El honor que sintió Yumi era tan ardiente que podría haber fundido toda la nieve del Arkia. Kendra se acercó y atusó el pelo de Yumi, luego la abrazó, aunque sus gestos distaban mucho de ser dulces y maternales. “Eres mi hija, Yumi. Te creé de la mente de Ayumi y he sido yo misma quien ha acabado con la vida de esa falsa elegida de Léin” Kendra pronunció aquella frase amargamente, con resignación, como si removiese hechos del pasado que convenía olvidar. Yumi se sintió indefensa ante aquella deidad, tan fría, tan impasible. Pero poco a poco descubriría que las tinieblas transforman radicalmente.


Yumi experimentó algo de miedo pues es de sobra conocido que los dioses son caprichosos y que su poder los hace aún más indecisos. Temía, pues, que en cuanto Kendra así lo estimase oportuno todo terminaría para ellos.


“Hija mía, aún más, Elegida mía, serás mi Hashek” Y es que en aquel lenguaje apenas recordado sonaba de nuevo en los oídos de Yumi, por ello tomó el sobrenombre de Hashek y convirtiose por tanto en Yumi Hashek, guerrera de las sombras, elegida de la oscuridad, emperatriz de la noche y tantos epítetos heroicos recordados con nostalgia. “Y ahora, escúchame. Os conduciré a la gloria pues ahora que Ayumi yace en el Reino Eterno de la Luz es mi voluntad que tú seas la reina de este país y que lo hagas mío.” Yumi advirtió el egoísmo puro de las palabras de la Diosa pero se contuvo pues pensó que Kendra les recompensaría llegado el momento.


Así fue como el pueblo de Yumi se convirtió en el pueblo Arkelio, debido a su intento de alcanzar la cima del monte Arkia.


“No olvides que lo que has de hacer ahora es captar nuevos adeptos. Entiende pues que el horror ante el ataque del más fuerte hará que más de uno se pase a nuestro bando”. Y desapareció.

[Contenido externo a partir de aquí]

PR #1793, opened 2026-07-14
BINIUS-235: replace the bor gate with a standard gadget

tcoratger:
@jimpo We have started this with `smul64`, let me know if you want to continue with other operations like this!

Part of [BINIUS-235](https://linear.app/jimpo/issue/BINIUS-235) (convert gates to gadgets). Sibling of the smul conversion in BINIUS-234.

Turns bitwise OR from a dedicated opcode into a gadget built from primitive gates. Pure refactor — the emitted constraint is bit-identical, no behavior change.

### The problem

`bor` was its own gate: an `Opcode::Bor`, a `emit_bor` bytecode instruction, and an `exec_bor` interpreter arm.
All of that existed to express one AND constraint that the primitive gates already produce.
That is exactly the redundancy BINIUS-235 wants gone.

### The idea

Bitwise OR decomposes into an AND and two XORs, bit for bit:

```
a | b = (a & b) ^ a ^ b
```

The fused AND-XOR gate already evaluates `(a & b) ^ w` inside a single AND constraint.
Set `w = a ^ b` and the OR falls out for free:

```
fax(a, b, a ^ b) = (a & b) ^ (a ^ b) = a | b
```

The XOR is a linear wire, so it fuses into the AND's third operand — still **1 AND constraint**, identical to the old gate.

### The change

```
CircuitBuilder::bor:
- graph.emit_gate(path, Opcode::Bor, [a, b], [z])   // bespoke opcode + bytecode + interpreter
+ bor64(self, a, b)                                  // fax(a, b, bxor(a, b))
```

- **new:** `bor64` gadget in `binius_frontend::ops`, plus its tests.
- **kept:** `CircuitBuilder::bor`, reopened in `ops`, still carrying the build-time folding fast-paths (idempotence, the zero and all-ones identities, constant-constant).
- **deleted:** the `Bor` opcode and gate module, `emit_bor`, `exec_bor` (bytecode tag `0x02` now unused, like the existing `0x04` gap), and the obsolete gate-level const-eval test.
- **visibility:** `const_of` and `algebraic_folding` widen from private to `pub` within the private `compiler` module, so the wrapper can reuse them from `ops`.

### Soundness

- The gadget's single AND constraint is `A & B == C` with `A = a`, `B = b`, `C = z ^ (a ^ b)`.
- After the linear XOR wire fuses, that is `a & b == z ^ a ^ b` — the exact constraint the old gate emitted.
- Constant folding is unchanged: constant operands still resolve at build time and emit no gate.

### Scope

- One opcode removed; the enum shrinks by one.
- Downstream callers are untouched — `CircuitBuilder::bor` keeps the same signature and folding behavior.

### Verification

- `cargo test -p binius-frontend` — 158 pass, including 4 new `bor` tests (correctness proptest, bit-extreme boundaries, constant fold, identity/idempotence).
- `cargo test -p binius-circuits` — 342 pass (heaviest downstream `bor` user, exercises the new bytecode path end-to-end).


tcoratger:
@jimpo I've just found out via the CI that this change is bad for circuit size, meaning that we should probably not do it and I haven't found that locally (the snapshot was super useful in this scenario)!

PR #1794, opened 2026-07-14
BINIUS-235: replace the iadd gate with a standard gadget

tcoratger:
Part of [BINIUS-235](https://linear.app/jimpo/issue/BINIUS-235) (convert gates to gadgets). Sibling of the smul conversion in BINIUS-234.

Turns the 64-bit `iadd` opcode into a gadget built from the carry-propagating addition gate that already exists. Pure refactor — the emitted constraints are identical and no circuit snapshot changes.

### The problem

Plain addition and addition-with-carry are the *same operation* — plain addition just has a zero carry-in.
Yet `iadd` was its own opcode, with a bespoke gate, a bytecode instruction, and an interpreter arm, sitting right next to `iadd_cin_cout` which already does the general case.
That is exactly the redundancy BINIUS-235 targets.

### The idea

Feed a zero carry-in to the general gate:

```
iadd(a, b) = iadd_cin_cout(a, b, 0)
```

The carry-propagating constraint mixes in a `cin_msb` term (the carry bit lives in the MSB of the carry-in word).
With a zero carry-in that term is zero, so the AND and linear constraints collapse to exactly what the plain gate emitted.

### Why this is a clean 1-to-1 mapping

- The zero carry-in is a **deduplicated constant** — it adds no gate, no evaluation instruction, no scratch wire.
- Each call site emits **one gate**, same as before.
- Gate count, evaluation-instruction count, and committed layout are all unchanged for every circuit that already carries a zero constant, which is all of the `iadd` users here.

### Scope

- **moved:** `iadd` into `binius_frontend::ops` (reopened `CircuitBuilder`).
- **deleted:** the `Iadd` opcode and gate module, plus its shape/constrain/emit arms.
- **kept:** `emit_iadd_cout` / `exec_iadd_cout` (bytecode `0x20`) — `assert_non_zero` reuses that instruction for its witness, so it is a shared primitive, not dead code.
- One opcode removed; callers are untouched (`iadd` keeps its signature).

Note on scope: `iadd_32` is intentionally **not** converted here. The 32-bit gate reduces to `iadd32_cin_cout(a, b, 0)` the same way, but that forces a zero constant into circuits that lack one (e.g. `blake3_compress`), trading a benign `+1` committed constant for a snapshot re-bless. Not worth bundling into a pure refactor; it can be its own decision.

### Verification

- `cargo test -p binius-frontend` — 155 pass · `cargo test -p binius-circuits` — 342 pass.
- **Snapshots unchanged and matching** for every `iadd` user: ethsign (secp256k1 carry chains), sha512, bitcoin_header_chain, bitcoin_p2pkh, ec_msm, hashsign, zklogin.


jimpo:
I think this is a good idea. Can you please just check that it doesn't have significant impact on witness generation for a circuit like SHA2 or Blake3? It's like one more instruction for witgen (probably negligible)

tcoratger:
> iadd

I've just checked locally to isolate `iadd` only for now which should not have any impact, we can check the other one in a followup

jimpo (approved):

PR #1795, opened 2026-07-14
Recursion

pauldelucia:


jimpo:
Hey @pauldelucia. I appreciate you working on this, but I can't review a 7,000+ line PR. Recursion is a big feature that requires planning. But having a POC like this can guide the planning.

We're going to need to break the epic up into features that can be merged independently, and in a sequence. Any new protocols (like this batch circuit evaluation protocol that is mentioned in this PR) should get spec updates too (the spec is at [binius.xyz](https://github.com/binius-zk/binius.xyz) under `whitepaper/`). See for example how I made a spec update [PR for BinMul constraints](https://github.com/binius-zk/binius.xyz/pull/119) before implementing.

I suggest you open a GitHub issue where we can discuss the roadmap of features to achieve recursion. Off the top of my head, it basically involves: 1) finishing BinMul constraints (in progress), 2) MerkleIPVerifierChannel implementations for a recursive circuit builder and a MerkleIPProverChannel impl for witness generator, 3) some way to make verification succinct or at least concretely cheaper.

The batch circuit evaluation protocol is worth special discussion. It's cool idea, but of somewhat narrow utility (it must batch proofs for the same circuit). I had in mind that we'd implement Spark to get succinct verification cost and recurse on that.

PR #1797, opened 2026-07-14
aarch64 poly64x2_t multiplications for the Monbijou field

benji-potamus:
Implements [BINIUS-251](https://linear.app/jimpo/issue/BINIUS-251/arith-bench-aarch64-specific-multiplications-for-monbijou-field).

## What

Adds a direct aarch64 PMULL path for the Monbijou field arithmetic in `binius-arith-bench`, makes the existing `OpsClmul`-based multiplications x86_64-only, and gives the inner-product benchmarks aarch64 coverage. `monbijou` is restructured into `x86_64` / `aarch64` / `soft64` submodules, mirroring how the `ghash` family separates its architecture backends.

The `monbijou::aarch64` module represents elements with the `poly64x2_t` underlier (like `ghash::aarch64`), so the multiply stays in NEON registers. Carryless multiplies use `vmull_p64` / `vmull_high_p64`, and the reduction folds the high limb down with a PMULL by the polynomial tail `0x1B` — the same strategy the generic `OpsClmul` path uses.

## Commits

1. **add aarch64 poly64x2_t Monbijou multiplications** — new `monbijou/aarch64.rs`, proptested against `soft64`.
2. **make Monbijou CLMUL multiplications x86_64-only** — rename `clmul.rs` → `x86_64.rs`, gate it (and the `mul_*_clmul` re-exports) on `target_arch = "x86_64"`, repoint the aarch64 benchmarks, drop the now-defunct aarch64 `uint64x2_t` Monbijou property tests.
3. **reduce the aarch64 Monbijou path with PMULL, not shifts** — switch the reduction to PMULL folding and keep the packed path in NEON registers; lifts the direct path from 1.4–2× slower to on par with the generic path.
4. **expose aarch64 Monbijou widening multiplies** — factor each multiply into public `mul_wide*` / `reduce*` halves (mirroring the `x86_64` module) so inner products can XOR-accumulate and reduce once.
5. **add aarch64 runs to the inner-product benchmarks** — aarch64 NEON runs for the ghash, ghash_sq, and Monbijou (base / 128b / 192b) inner-product groups.

## Notes for review

- **Scope**: the issue lists three functions (2×64b `mul`, 1×128b `mul_128b`, 2×128b `mul_sliced_128b`). I also implemented the **2×192b sliced mul** for benchmark parity. Happy to drop it if you'd rather keep this minimal.
- **Benchmarks**: the direct `poly64x2_t` path *matches* the generic `uint64x2_t` path but does not beat it (the generic path already lowers to the same PMULL). Full before/after numbers are in the PR comments.
- **CI cross-check**: the x86_64 and aarch64 *libraries* cross-compiled clean locally; the x86_64 *test/bench* binaries couldn't be linked in the sandbox (no cross C toolchain for criterion's `alloca` dep), so those inactive paths were verified by inspection and rely on CI.


benji-potamus:
## Benchmark: direct `poly64x2_t` vs. the generic `uint64x2_t` `OpsClmul` path

**Setup:** AWS Graviton (aarch64), `cargo bench --bench field_mul` (criterion, 100 samples), `RUSTFLAGS="-C target-cpu=native"`. "Before" = `main` (generic `OpsClmul` on `uint64x2_t`); "after" = this branch (direct `poly64x2_t`). Throughput counts base elements/underlier, so higher is better.

| Benchmark | before — `uint64x2_t` | after — `poly64x2_t` (this PR) | Δ time |
|---|---|---|---|
| `monbijou_64b` base mul | 1.074 µs · **1.908 Gelem/s** | 1.830 µs · 1.119 Gelem/s | **+70% (1.71× slower)** |
| `monbijou_128b` packed | 1.869 µs · **547.8 Melem/s** | 3.701 µs · 276.7 Melem/s | **+98% (1.98× slower)** |
| `monbijou_128b` sliced | 3.459 µs · **592.1 Melem/s** | 5.282 µs · 387.8 Melem/s | **+53% (1.53× slower)** |
| `monbijou_192b` sliced | 6.469 µs · **316.6 Melem/s** | 8.981 µs · 228.0 Melem/s | **+39% (1.39× slower)** |

`soft64` anchors (unchanged): 64b 137.7 · 128b 44.9 · 192b 28.9 Melem/s — both PMULL paths beat it by ~4–25×, as expected.

### Reading

**The direct `poly64x2_t` path as written is a regression** — 1.4×–2× slower than the generic path across the board. So the headline experiment result is negative.

The cause is the **reduction**, not the underlier or the trait indirection:

- Both paths use PMULL (`vmull_p64`) for the *multiplies* — the generic path via `OpsClmul::clmulepi64` → `vmull_p64`, which inlines to the same instruction.
- The generic path reduces with **4 more PMULLs** (multiply the high limb by the polynomial). My direct path instead reduces with **shifts + XORs** (soft64-style, ~15 ALU ops per reduce) since Monbijou's polynomial has only low-degree tail terms (`0x1B`). On Graviton, PMULL is cheap and well-pipelined, so trading 4 PMULLs for ~15 ALU ops loses.

In other words: going "direct" on `poly64x2_t` buys nothing here, and swapping the PMULL reduction for a shift reduction actively hurts.

### Options

1. **Abandon** — the existing generic `uint64x2_t` path is already the fast one on aarch64; keep it. (I'd then cancel the issue rather than land this.)
2. **Retry with a PMULL-based reduction** on `poly64x2_t` (mirroring the generic algorithm and `ghash::aarch64`). I'd expect it to roughly *match* the generic path — confirming the trait indirection costs nothing — but it wouldn't beat it, so the practical value is mostly "prove the direct path isn't faster."
3. **Land as-is** for the record / as a starting point, understanding it's slower.

My recommendation is **(1) abandon** unless you specifically want (2) to close the loop on whether a hand-written PMULL reduction can match/beat the generic path. Let me know which way you'd like to go.

benji-potamus:
## Update: PMULL reduction (supersedes the numbers above)

Switched the aarch64 reduction from shift-based to **PMULL-based** (folding the high limb by `·0x1B`, like the generic `OpsClmul` path), and removed the `u128` NEON↔GP register crossings in the packed path. Same measurement setup (Graviton, criterion, `-C target-cpu=native`).

| Benchmark | generic `uint64x2_t` | `poly64x2_t` shift (first attempt) | **`poly64x2_t` PMULL (now)** |
|---|---|---|---|
| `monbijou_64b` base mul | 1.908 Gelem/s | 1.119 | **1.878** |
| `monbijou_128b` packed | 547.8 Melem/s | 276.7 | **473.4** |
| `monbijou_128b` sliced | 592.1 Melem/s | 387.8 | **547.5** |
| `monbijou_192b` sliced | 316.6 Melem/s | 228.0 | **305.7** |

The direct `poly64x2_t` path now **matches** the generic path on the base mul and comes within a few percent on the sliced variants (packed is ~14% behind). It doesn't *beat* the generic path — that path already lowers to the same PMULL instructions — but it's no longer a regression. This replaces my earlier "abandon" recommendation, which was based on the slow shift-based version.

## Added: aarch64 inner-product benchmark coverage

The inner-product benchmarks previously compared `soft64` against the x86_64 CLMUL path with no aarch64 runs. Added the aarch64 NEON runs to every group — `ghash` (generic `clmul` on `uint64x2_t`), `ghash_sq` (`aarch64::mul_sliced` / `mul_wide_sliced`), and Monbijou base / 128b packed+sliced / 192b sliced — each pairing the reduce-every-term multiply with its widening counterpart. To support this, `monbijou::aarch64` now exposes public `mul_wide*` / `reduce*` functions mirroring the `x86_64` module (commit "expose aarch64 Monbijou widening multiplies"). All groups verified to execute (`cargo bench -- --test`).

Two new commits are on the branch: `expose aarch64 Monbijou widening multiplies` and `add aarch64 runs to the inner-product benchmarks`.

crates/arith-bench/src/monbijou/aarch64.rs
```diff
@@ -0,0 +1,344 @@
...
+///
+/// Because [`reduce`] is F2-linear, these limbs can be XOR-accumulated across many products and
+/// reduced only once — an inner product of `n` terms costs one reduction instead of `n`.
+#[inline]
+pub fn mul_wide(x: poly64x2_t, y: poly64x2_t) -> Wide {
+	unsafe {
+		let p0 = vreinterpretq_u64_p128(vmull_p64(vgetq_lane_p64::<0>(x), vgetq_lane_p64::<0>(y)));
+		let p1 = vreinterpretq_u64_p128(vmull_high_p64(x, y));
+		// Transpose the two `[lo, hi]` products into `[[lo0, lo1], [hi0, hi1]]`.
+		[vzip1q_u64(p0, p1), vzip2q_u64(p0, p1)]
```
jimpo: Defer the transpose to the reduction

benji-potamus: Done in `defer the aarch64 widening transpose to the reduction` (157f1a25). `mul_wide` now returns the two lane products untransposed (`[prod_0, prod_1]`) and `reduce` does the `vzip` gather once; the transpose commutes with the XOR accumulation so results are unchanged (proptests still pass). This speeds up the widening inner-product path, where `mul_wide` runs per term but `reduce` runs once:

| group | reduce-every-term | widening | speedup |
|---|---|---|---|
| base | 1.574 Gelem/s | 2.673 | 1.70× |
| 128b packed | 342 Melem/s | 657 | 1.92× |
| 128b sliced | 467 Melem/s | 1.007 Gelem/s | 2.16× |
| 192b sliced | 253 Melem/s | 593 | 2.34× |

It also let me collapse the two mul-by-X helpers into one, since both now operate on a single `[lo, hi]` product register.

crates/arith-bench/src/monbijou/aarch64.rs
```diff
@@ -0,0 +1,344 @@
...
+
+use core::arch::aarch64::*;
+
+use crate::Underlier;
+
+/// A widening (unreduced) base-field product `[prod_0, prod_1]`: one 128-bit carryless product per
+/// lane, each held in a register as `[lo, hi]`. `[uint64x2_t; 2]` is itself an [`Underlier`], so
+/// widening products XOR-accumulate. The transpose that gathers the limbs for the modular reduction
+/// is deferred to [`reduce`], so an inner product pays it once rather than per term.
+type Wide = [uint64x2_t; 2];
```
jimpo: Use `poly64x2_t` instead of `uint64x2_t`

crates/arith-bench/src/monbijou/aarch64.rs
```diff
@@ -0,0 +1,344 @@
...
+#[inline]
+pub fn reduce([p0, p1]: Wide) -> poly64x2_t {
+	unsafe {
+		let lo = vzip1q_u64(p0, p1);
+		let hi = vreinterpretq_p64_u64(vzip2q_u64(p0, p1));
+		let poly = vreinterpretq_p64_u64(vdupq_n_u64(POLY));
+		// First fold: fr_i = hi_i · 0x1B (lane 0 via PMULL, lane 1 via PMULL2).
+		let fr0 = vreinterpretq_u64_p128(vmull_p64(vgetq_lane_p64::<0>(hi), POLY));
+		let fr1 = vreinterpretq_u64_p128(vmull_high_p64(hi, poly));
+		let acc = veorq_u64(lo, vzip1q_u64(fr0, fr1));
```
jimpo: instead of veorq_u64, use `vaddq_p64`.

crates/arith-bench/src/monbijou/aarch64.rs
```diff
@@ -0,0 +1,344 @@
...
+/// The two products are first transposed with `vzip` into `[lo, hi]` limbs (`lo = [prod_0.lo,
+/// prod_1.lo]`, `hi = [prod_0.hi, prod_1.hi]`); this is the gather deferred out of [`mul_wide`].
+/// The high limb holds the coefficients of X^64..X^127, so `hi·X^64 ≡ hi·0x1B` folds it down. That
+/// carryless product is up to 69 bits, so its own overflow past X^63 is folded once more by the
+/// same `·0x1B`. Both folds are `PMULL`s. This is an F2-linear map, so unreduced products may be
+/// summed by XOR and reduced once at the end.
+#[inline]
+pub fn reduce([p0, p1]: Wide) -> poly64x2_t {
+	unsafe {
+		let lo = vzip1q_u64(p0, p1);
```
jimpo: In this function, use poly64x2_t instead of uint64x2_t. So vzip1q_p64 here.

crates/arith-bench/src/monbijou/aarch64.rs
```diff
@@ -0,0 +1,344 @@
...
+		let sr1 = vreinterpretq_u64_p128(vmull_p64(vgetq_lane_p64::<1>(fr1), POLY));
+		vreinterpretq_p64_u64(veorq_u64(acc, vzip1q_u64(sr0, sr1)))
+	}
+}
+
+/// Multiply a single unreduced product `[lo, hi]` (packed in one register, low limb in lane 0) by
+/// X: a one-bit left shift of the whole 128-bit value, carrying lane 0's top bit into lane 1. The
+/// product's degree ≤ 126 leaves room, so no reduction is needed here.
+#[inline]
+fn mul_x(p: uint64x2_t) -> uint64x2_t {
```
jimpo: poly64x2_t, not uint64x2_t

crates/arith-bench/src/monbijou/mod.rs
```diff
@@ -6,14 +6,20 @@
...
 
-pub mod clmul;
+#[cfg(target_arch = "aarch64")]
+pub mod aarch64;
 pub mod soft64;
+#[cfg(target_arch = "x86_64")]
+pub mod x86_64;
 
-pub use clmul::{
+#[cfg(target_arch = "x86_64")]
```
jimpo: Remove these re-exports and rename at call sites.

jimpo (changes requested):

crates/arith-bench/src/monbijou/aarch64.rs
benji-potamus: Done in `represent aarch64 Monbijou products as poly64x2_t` (e85052d7). `Wide` is now `[poly64x2_t; 2]`, and the packed `mul_wide_128b` / `reduce_128b` products are `[poly64x2_t; 3]`. The carryless products reinterpret with `vreinterpretq_p64_p128` instead of `..._u64_p128`.

crates/arith-bench/src/monbijou/aarch64.rs
benji-potamus: Done in e85052d7 — the transpose is now `vzip1q_p64` / `vzip2q_p64` on `poly64x2_t`, and the polynomial constant uses `vdupq_n_p64`, so no `vreinterpretq` round-trips remain in the gather.

crates/arith-bench/src/monbijou/aarch64.rs
benji-potamus: Done in e85052d7 — both fold accumulations now XOR with `vaddq_p64` in place of `veorq_u64`.

crates/arith-bench/src/monbijou/aarch64.rs
benji-potamus: Done in e85052d7 — `mul_x` now takes and returns `poly64x2_t`. The 128-bit shift itself still goes through `uint64x2_t` (there's no polynomial shift intrinsic), so it reinterprets to `uint64x2_t` at the top and back to `poly64x2_t` on the way out.

crates/arith-bench/src/monbijou/mod.rs
benji-potamus: Done in `drop the monbijou mul_*_clmul re-exports, reference x86_64:: directly` (f5c61b01). Removed all four `mul_*_clmul` re-exports and renamed the call sites to reference the `x86_64` submodule directly: `arch/x86_64.rs` (`x86_64::{mul, mul_128b}`), the `soft64` equivalence test (local `mul as mul_clmul` alias to disambiguate from `soft64::mul`), and the benches (`x86_64::mul` / `mul_128b` / `mul_sliced_128b` / `mul_sliced_192b`, labels updated to match).

benji-potamus:
## Review feedback addressed

Pushed two commits on top of the reviewed tip (fast-forward, `157f1a25` → `f5c61b01`; existing commits untouched so the review anchors stay put):

- **`represent aarch64 Monbijou products as poly64x2_t`** (e85052d7) — the four `poly64x2_t` / intrinsic threads. `Wide` is now `[poly64x2_t; 2]` (packed products `[poly64x2_t; 3]`); the reduction uses `vzip1q_p64` / `vzip2q_p64` / `vdupq_n_p64` and `vaddq_p64` in place of `veorq_u64`; `mul_x` takes/returns `poly64x2_t`; carryless products reinterpret via `vreinterpretq_p64_p128`.
- **`drop the monbijou mul_*_clmul re-exports, reference x86_64:: directly`** (f5c61b01) — removed the four `mul_*_clmul` re-exports from `monbijou/mod.rs` and repointed every call site at the `x86_64` submodule (`arch/x86_64.rs`, the `soft64` equivalence test, and the benches).

### Verification
- **aarch64 (native, Graviton):** all 77 `binius-arith-bench` tests pass, including the 7 `monbijou::aarch64` proptests against `soft64`; clippy clean.
- **x86_64 (cross):** `cargo check` + `clippy --tests --benches` for `x86_64-unknown-linux-gnu` with the full CLMUL/GFNI feature set — the renamed x86-gated code type-checks and lints clean.
- rustfmt clean on both.

The behavior is unchanged (the proptests against `soft64` still pass), so I didn't re-run the throughput numbers — the PMULL-reduction benchmarks in the comment above still stand.

jimpo:
There's a performance regression for the 128-bit extension, non-sliced variant. I think it's because of Karatsuba vs schoolbook multiplication. Rename the current version to `mul_wide_128b_karatsuba` and `mul_128b_karatsuba`, and add schoolbook versions of the wide mul and regular mul. Benchmark both, for both inner product (on wide mul) and field mul throughput.

benji-potamus:
## Schoolbook vs. Karatsuba for the packed 128b multiply

Done in `add schoolbook packed 128b Monbijou multiply alongside Karatsuba` (f0e6e5d3). Renamed the current packed path to `mul_wide_128b_karatsuba` / `reduce_128b_karatsuba` / `mul_128b_karatsuba`, and added `mul_wide_128b_schoolbook` / `reduce_128b_schoolbook` / `mul_128b_schoolbook`. Per your follow-up, the schoolbook wide mul sums `p01 + p10` internally, so its widening accumulator is **3 registers wide** (`[p00, p01+p10, p11]`) — same as Karatsuba, just trading Karatsuba's `(x0+x1)(y0+y1)` (3 PMULLs + 2 input XORs) for a direct 4-PMULL cross term. Both proptested against `soft64`.

**Your hypothesis is right — schoolbook wins.** (Graviton, criterion 100 samples, `-C target-cpu=native`; throughput = base elements/underlier, higher is better.)

### Field-mul throughput (`monbijou_128b`)

| variant | Melem/s | vs. Karatsuba |
|---|---|---|
| `aarch64::mul_128b_karatsuba` | 470 | — |
| **`aarch64::mul_128b_schoolbook`** | **568** | **+21%** |
| generic `uint64x2_t` (prior-run baseline) | 547 | schoolbook +4% |
| `soft64::mul_128b` | 45 | — |

Schoolbook not only beats the branch's Karatsuba path by 21%, it also edges past the generic `uint64x2_t` `OpsClmul` path (~547) — so the packed-128b regression you flagged is resolved.

### Inner product (`monbijou_128b_inner_product`, 2^10 terms)

| variant | reduce-every-term | widening | widening vs. Karatsuba |
|---|---|---|---|
| Karatsuba | 342 | 657 | — |
| **Schoolbook** | **393** | **853** | **+30%** |
| sliced | 467 | 1004 | — |
| `soft64` | 43.5 | 46.5 | — |

Schoolbook widening is +30% over Karatsuba widening (and +15% reduce-every-term). The sliced path is still the fastest packed-representation option overall (1004 widening), but among the non-sliced variants schoolbook is the clear winner.

Both variants are benchmarked in both groups (field-mul throughput and inner-product on the wide mul), so the comparison is reproducible via `cargo bench --bench field_mul -- monbijou_128b`.

Let me know if you'd like me to make schoolbook the default `mul_128b` / `mul_wide_128b` (dropping the `_karatsuba`/`_schoolbook` suffixes and keeping schoolbook), or leave both exposed for now.

jimpo (approved):

benji-potamus:
Thanks for the approval! CI on `f0e6e5d3` is green so far (wasm builds/tests, rust-doc, circuits, format) with the three `rust-checks` jobs still finishing — I'll confirm full green.

Two things before this lands, since it's still a **draft** and now sits behind `main`:

1. **Naming** — I left `mul_128b_karatsuba` and `mul_128b_schoolbook` both exposed. Want me to make **schoolbook the default** (`mul_128b` / `mul_wide_128b`, dropping the suffixes) since it's the faster one, and either drop Karatsuba or keep it under the `_karatsuba` name? Or leave both as-is?
2. **Landing** — happy to mark it ready, rebase onto latest `main`, and squash-merge once CI is green; or leave it to you. Just say which.

Either way I'll hold off merging until you confirm (and I'll rebase first, since the branch is behind `main`).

Encontráronse de nuevo al pie de la montaña y recelaron. Sospecharon de Léin, todo podía ser una estratagema. Sin embargo, fue Yumi quien de nuevo alentó al resto de Arkelios: “¡Vayamos al sur! Busquemos la corte de Leruey y confiemos en Kendra, pues si su palabra es sincera contamos con ventaja.”


Y construyendo su sueño en una nube de humo, sobre una mera esperanza se marcharon a la conquista del trono de Leruey.